(TASK DETAILS):
Could you return all of the listing below exactly, please?

(EXERCISE INPUTS):
══════════════════════════════
Issue #1309, opened 2023-09-04
Feature request: custom URL


appolloford:
Following the discussion in PR #1307, we agree to some extent that it is good for CARTA to support custom URL. This function is particularly helpful for setting a reverse proxy (e.g. via Open OnDemand) for CARTA and is also implemented in Jupyter `(ServerApp.base_url)` and Matlab `(MWI_BASE_URL)`. Similar to the two softwares, we propose to have CARTA support adding URL prefix behind the `host:port` for proxy to parse.

kswang1029:
@confluence do you think this is implemented with https://github.com/CARTAvis/carta-backend/pull/1338?

confluence:
@kswang1029 I believe so.

PR #1338, opened 2023-11-28
Add custom prefix to all HTTP server URLs

confluence:
**Description**

This is a re-creation of #1307 with a copy of the branch in our main repo, and implements #1309.

To be done before this can move out of draft:

- [X] Resolve merge conflict
- [X] Replace low-level string manipulation with regular expressions
- [X] Convert prefix env variable to a normal setting (wait for #1321 to be merged)

**Checklist**


confluence:
@appolloford and @Micket, does this solution still work for you with the prefix set using a configuration option rather than an environment variable? This option can be passed on the commandline (`carta_backend --http_url_prefix /foo/bar ...`), or set globally or per-user in one of the config files.

appolloford:
Having a configuration option in commandline should work well, but I am wondering whether the priority is higher than users' config file. We need the node name and port number information in the URL prefix so that we can have OnDemand find the computing node. There may be some trouble if users overwrite it with some arbitrary value.

confluence:
@appolloford yes, the commandline parameters have the highest priority, and override the user config file, which overrides the global config file. You can also use commandline parameters to disable the user and/or global config file entirely.

kswang1029:
@confluence do we consider the following use cases?

```
url_without_token = 'http://localhost:3003'


session = Session.start_and_create(Chrome(headless=True, options=custom_chrome_options), "/Users/kswang/carta_build/carta-backend/build/carta_backend", params=("/Users/kswang/set_QA_e2e_v2", "--frontend_folder", "/Users/kswang/carta_build/carta-frontend/build", "--port", "3003", "--debug_no_auth", "--http_url_prefix", "/foo/bar"))
```

If I do so, I see errors as 

```
Traceback (most recent call last):
  File "/Users/kswang/carta_python_e2e_test/test.py", line 12, in <module>
    session = Session.start_and_create(Chrome(headless=True, options=custom_chrome_options), "/Users/kswang/carta_build/carta-backend/build/carta_backend", params=("/Users/kswang/set_QA_e2e_v2", "--frontend_folder", "/Users/kswang/carta_build/carta-frontend/build", "--port", "3003", "--debug_no_auth", "--http_url_prefix", "/foo/bar"))
  File "/Users/kswang/anaconda3/lib/python3.10/site-packages/carta/session.py", line 224, in start_and_create
    return browser.new_session_with_backend(executable_path, remote_host, params, timeout, token, frontend_url_timeout)
  File "/Users/kswang/anaconda3/lib/python3.10/site-packages/carta/browser.py", line 144, in new_session_with_backend
    return self.new_session_from_url(backend.frontend_url, backend.token, backend=backend, timeout=timeout, debug_no_auth=backend.debug_no_auth)
  File "/Users/kswang/anaconda3/lib/python3.10/site-packages/carta/browser.py", line 98, in new_session_from_url
    self.exit(f"Could not parse session ID from frontend. Last error: {last_error}")
  File "/Users/kswang/anaconda3/lib/python3.10/site-packages/carta/browser.py", line 149, in exit
    raise CartaBadSession(msg)
carta.util.CartaBadSession: Could not parse session ID from frontend. Last error: Message: no such element: Unable to locate element: {"method":"css selector","selector":"[id="info-session-id"]"}
  (Session info: chrome-headless-shell=125.0.6422.141)
...
```

The core question is how do we support the scripting interface when the `--http_url_prefix` flag is set? Or this is not a problem as that flag is used and set by remote server manager, so that we (the client) should just set the URL as seen with the custom prefix directly?

confluence:
@kswang1029 that's a wrapper issue which should be discussed [here](https://github.com/CARTAvis/carta-python/issues/152).

I thought that the wrapper didn't require changes, but I hadn't fully tested it yet.

confluence:
@kswang1029 actually, this is an issue with `debug_no_auth` here in the backend code -- I can reproduce it without the wrapper. (I'm also cleaning up some URL parsing code in the wrapper, but it's not related to this issue). I will investigate further.

confluence:
@kswang1029 I have pushed a change which I think fixes this issue. With this fix, I believe that your use case should work with the current development wrapper. Additionally, [wrapper PR #154](https://github.com/CARTAvis/carta-python/pull/154) fixes a parsing issue which breaks starting a backend from the wrapper with a prefix *and* auth.

kswang1029 (approved):
this works fine as far as I can tell. No other regression from e2e tests.
I would prefer to have other reviewers to have another look and tests just in case I missed something.

kswang1029:
just wondering, what happens if some weird string (ie containing special char etc) is set as the custom prefix? Would that cause problems or security issues? Maybe the backend needs to validate the prefix first before applying it and throw errors to stop the backend process.

confluence:
> just wondering, what happens if some weird string (ie containing special char etc) is set as the custom prefix? Would that cause problems or security issues? Maybe the backend needs to validate the prefix first before applying it and throw errors to stop the backend process.

The prefix is limited to a subset of characters, otherwise it is ignored (I kept the selection of characters from the original PR).

daikema:
So testing this in a local k8s environment set to run CARTA at a subpath, I'm able to replicate the error [reported here](https://github.com/CARTAvis/carta-frontend/issues/2336).

When testing the code in the branch here where I have the `--http_url_prefix /carta-a/` added (with or without a final slash after CARTA) I see a page saying:
```
File Not Found
uWebSockets/20 Server
```
rather than the expected CARTA session.

daikema (approved):
So I managed to figure out what was causing the problem I reported earlier in conversation with @confluence.  I was having the ingress rewriting requests such that an inbound request to `/carta-a/` would be send to the container with backend as a request for `/`.  After removing the prefix-stripping code from the ingress configuration it seems that the app is now functioning as expected with the custom prefix.

veggiesaurus (approved):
══════════════════════════════
(SOLUTION BELOW):
Issue #1309, opened 2023-09-04
Feature request: custom URL


appolloford:
Following the discussion in PR #1307, we agree to some extent that it is good for CARTA to support custom URL. This function is particularly helpful for setting a reverse proxy (e.g. via Open OnDemand) for CARTA and is also implemented in Jupyter `(ServerApp.base_url)` and Matlab `(MWI_BASE_URL)`. Similar to the two softwares, we propose to have CARTA support adding URL prefix behind the `host:port` for proxy to parse.

kswang1029:
@confluence do you think this is implemented with https://github.com/CARTAvis/carta-backend/pull/1338?

confluence:
@kswang1029 I believe so.

PR #1338, opened 2023-11-28
Add custom prefix to all HTTP server URLs

confluence:
**Description**

This is a re-creation of #1307 with a copy of the branch in our main repo, and implements #1309.

To be done before this can move out of draft:

- [X] Resolve merge conflict
- [X] Replace low-level string manipulation with regular expressions
- [X] Convert prefix env variable to a normal setting (wait for #1321 to be merged)

**Checklist**


confluence:
@appolloford and @Micket, does this solution still work for you with the prefix set using a configuration option rather than an environment variable? This option can be passed on the commandline (`carta_backend --http_url_prefix /foo/bar ...`), or set globally or per-user in one of the config files.

appolloford:
Having a configuration option in commandline should work well, but I am wondering whether the priority is higher than users' config file. We need the node name and port number information in the URL prefix so that we can have OnDemand find the computing node. There may be some trouble if users overwrite it with some arbitrary value.

confluence:
@appolloford yes, the commandline parameters have the highest priority, and override the user config file, which overrides the global config file. You can also use commandline parameters to disable the user and/or global config file entirely.

kswang1029:
@confluence do we consider the following use cases?

```
url_without_token = 'http://localhost:3003'


session = Session.start_and_create(Chrome(headless=True, options=custom_chrome_options), "/Users/kswang/carta_build/carta-backend/build/carta_backend", params=("/Users/kswang/set_QA_e2e_v2", "--frontend_folder", "/Users/kswang/carta_build/carta-frontend/build", "--port", "3003", "--debug_no_auth", "--http_url_prefix", "/foo/bar"))
```

If I do so, I see errors as 

```
Traceback (most recent call last):
  File "/Users/kswang/carta_python_e2e_test/test.py", line 12, in <module>
    session = Session.start_and_create(Chrome(headless=True, options=custom_chrome_options), "/Users/kswang/carta_build/carta-backend/build/carta_backend", params=("/Users/kswang/set_QA_e2e_v2", "--frontend_folder", "/Users/kswang/carta_build/carta-frontend/build", "--port", "3003", "--debug_no_auth", "--http_url_prefix", "/foo/bar"))
  File "/Users/kswang/anaconda3/lib/python3.10/site-packages/carta/session.py", line 224, in start_and_create
    return browser.new_session_with_backend(executable_path, remote_host, params, timeout, token, frontend_url_timeout)
  File "/Users/kswang/anaconda3/lib/python3.10/site-packages/carta/browser.py", line 144, in new_session_with_backend
    return self.new_session_from_url(backend.frontend_url, backend.token, backend=backend, timeout=timeout, debug_no_auth=backend.debug_no_auth)
  File "/Users/kswang/anaconda3/lib/python3.10/site-packages/carta/browser.py", line 98, in new_session_from_url
    self.exit(f"Could not parse session ID from frontend. Last error: {last_error}")
  File "/Users/kswang/anaconda3/lib/python3.10/site-packages/carta/browser.py", line 149, in exit
    raise CartaBadSession(msg)
carta.util.CartaBadSession: Could not parse session ID from frontend. Last error: Message: no such element: Unable to locate element: {"method":"css selector","selector":"[id="info-session-id"]"}
  (Session info: chrome-headless-shell=125.0.6422.141)
...
```

The core question is how do we support the scripting interface when the `--http_url_prefix` flag is set? Or this is not a problem as that flag is used and set by remote server manager, so that we (the client) should just set the URL as seen with the custom prefix directly?

confluence:
@kswang1029 that's a wrapper issue which should be discussed [here](https://github.com/CARTAvis/carta-python/issues/152).

I thought that the wrapper didn't require changes, but I hadn't fully tested it yet.

confluence:
@kswang1029 actually, this is an issue with `debug_no_auth` here in the backend code -- I can reproduce it without the wrapper. (I'm also cleaning up some URL parsing code in the wrapper, but it's not related to this issue). I will investigate further.

confluence:
@kswang1029 I have pushed a change which I think fixes this issue. With this fix, I believe that your use case should work with the current development wrapper. Additionally, [wrapper PR #154](https://github.com/CARTAvis/carta-python/pull/154) fixes a parsing issue which breaks starting a backend from the wrapper with a prefix *and* auth.

kswang1029 (approved):
this works fine as far as I can tell. No other regression from e2e tests.
I would prefer to have other reviewers to have another look and tests just in case I missed something.

kswang1029:
just wondering, what happens if some weird string (ie containing special char etc) is set as the custom prefix? Would that cause problems or security issues? Maybe the backend needs to validate the prefix first before applying it and throw errors to stop the backend process.

confluence:
> just wondering, what happens if some weird string (ie containing special char etc) is set as the custom prefix? Would that cause problems or security issues? Maybe the backend needs to validate the prefix first before applying it and throw errors to stop the backend process.

The prefix is limited to a subset of characters, otherwise it is ignored (I kept the selection of characters from the original PR).

daikema:
So testing this in a local k8s environment set to run CARTA at a subpath, I'm able to replicate the error [reported here](https://github.com/CARTAvis/carta-frontend/issues/2336).

When testing the code in the branch here where I have the `--http_url_prefix /carta-a/` added (with or without a final slash after CARTA) I see a page saying:
```
File Not Found
uWebSockets/20 Server
```
rather than the expected CARTA session.

daikema (approved):
So I managed to figure out what was causing the problem I reported earlier in conversation with @confluence.  I was having the ingress rewriting requests such that an inbound request to `/carta-a/` would be send to the container with backend as a request for `/`.  After removing the prefix-stripping code from the ingress configuration it seems that the app is now functioning as expected with the custom prefix.

veggiesaurus (approved):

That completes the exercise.